*Exercise prompt*. Answer with a bare number: the count of lines in the data below that contain the word "were".

=== Exercise data ===

PR #487, opened 2024-08-08
fix doc links

cam-schultz:
## Why this should be merged
- Fixes some links in the docs that were broken when the foundry project was moved to the top level of the repo.
- Updates `contracts/README.md` to be generic to apply to all of the subdirectories, rather than Teleporter specific.
- Documents `retrySendCrossChainMessage` in the Teleporter protocol README

## How is this documented


contracts/README.md
```diff
@@ -1,16 +1,17 @@
...
 
-This directory is set up as a [Foundry](https://github.com/foundry-rs/foundry) project. Use the `scripts/install_foundry.sh` to install the correct version of the ava-labs fork of foundry. Further documentation about given contracts can be found in`src/teleporter/`.
+This directory is set up as a [Foundry](https://github.com/foundry-rs/foundry) project. Use the `scripts/install_foundry.sh` to install the correct version of the ava-labs fork of foundry. Further documentation about given contracts can be found in`contracts/teleporter/`.
 
 ## Building and Running
 - To compile the contracts run `forge build` from this directory.
 - Similarly, to run unit tests, run `forge test`.
 - See additional testing and deployment options [here](https://book.getfoundry.sh/forge/).
 
-## Deployment
```
iansuvak, line 11: Do we still want to include this in the teleporter readme? It's a common pitfall and having a **bold** warning might still be good on top of the Deployment section there

iansuvak (dismissed):
LGTM! my comment is more of a question

contracts/README.md
cam-schultz: IMO the existing warnings are sifficient. There's a note in both the top-level README, as well as a section in `contracts/teleporter/README.md`

contracts/teleporter/README.md
```diff
@@ -72,3 +73,9 @@ The `TeleporterMessenger` contract must be deployed to the same contract address
...
+
+## Resending a Message
+
+If the sending Subnet's validator set changes, then it's possible for the receiving Subnet to reject the underlying Warp message due to insufficient signing stake. For example, suppose Subnet A has 5 validators with equal stake weight who all sign a Teleporter message sent to Subnet B. 100% of Subnet A's stake has signed the message. Also suppose Subnet B requires 67% of the sending Subnet's stake to have signed a given Warp message in order for it to be accepted. Before the message can be delivered, however, 5 _more_ validators are added to Subnet A's validator set (all with the same stake weight as the original validators), meaning that the Teleporter message was signed by _only 50%_ of Subnet A's stake. Subnet B will reject this message.
+
+The Warp protocol does not support re-signing in such a scenario, but Teleporter does. `retrySendCrossChainMessage` can be called for any message that has not been acknowledged as delivered to its destination. Under the hood, this packages the Teleporter message into a brand new Warp message that is re-signed by the current validator set.
```
iansuvak, line 81: I might be misunderstanding but isn't this behavior specific to the way that signable Warp messages are being handled right now? I.e. in the future there could be messages that are signable regardless of when the validator joined. The Teleporter comment still stands and I agree that we should mention `retrySendCrossChainMessage` but I don't think that the statement about Warp protocol as a whole is true in general.

cam-schultz: Fair point. We should think of a better way to distinguish Warp messages that are sent at a point in time (with a specific validator set's aggregate signature) versus a Warp message that's constructed on demand (with the current validator set's signature). I've rephrased it to make it clear that we're talking about Warp messages sent on chain.

contracts/teleporter/README.md
```diff
@@ -65,10 +66,16 @@ Teleporter messages are delivered by calling the `receiveTeleporterMessage` func
...
+
+If the sending Subnet's validator set changes, then it's possible for the receiving Subnet to reject the underlying Warp message due to insufficient signing stake. For example, suppose Subnet A has 5 validators with equal stake weight who all sign a Teleporter message sent to Subnet B. 100% of Subnet A's stake has signed the message. Also suppose Subnet B requires 67% of the sending Subnet's stake to have signed a given Warp message in order for it to be accepted. Before the message can be delivered, however, 5 _more_ validators are added to Subnet A's validator set (all with the same stake weight as the original validators), meaning that the Teleporter message was signed by _only 50%_ of Subnet A's stake. Subnet B will reject this message.
+
+Once sent on chain, Warp messages cannot be re-signed by a new validator set in such a scenario. Teleporter, however, does support re-signing via the function `retrySendCrossChainMessage`, which can be called for any message that has not been acknowledged as delivered to its destination. Under the hood, this packages the Teleporter message into a brand new Warp message that is re-signed by the current validator set.
```
geoff-vball, line 81: I think this part is a little unclear. I think it would be more accurate to say that validators that were not online when the message was sent are not able to sign it, because we don't bootstrap validators.

geoff-vball (commented):
Just one comment, otherwise LGTM

iansuvak (approved):

contracts/teleporter/README.md
iansuvak: To me, this reads well and is a clear explanation of the scenario. I am fine with adding Geoff's summary up top and leaving the detailed explanation in as an example scenario.

cam-schultz: I tried a handful of variations that mentioned bootstrapping, but IMO they were all less clear than this description of "if the validator set changes, then signature verification may fail". This example isn't meant to be exhaustive, just to illustrate how Teleporter handles such a scenario.

geoff-vball (approved):

geoff-vball (approved):

contracts/teleporter/README.md
```diff
@@ -7,8 +7,9 @@
   - [Fees](#fees)
     - [Message Receipts and Fee Redemption](#message-receipts-and-fee-redemption)
   - [Required Interface](#required-interface)
-  - [Teleporter Contract Deployment](#teleporter-contract-deployment)
   - [Message Delivery and Execution](#message-delivery-and-execution)
+  - [Resending a Message](#resending-a-message)
```
michaelkaplan13, line 11: Nit: Github provides an outline/table of contents by default. Can we remove the manual one while we're here so it doesn't fall out of date in the future?

image

cam-schultz: 100%

michaelkaplan13 (approved):

geoff-vball (approved):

===

*Completed task*. 3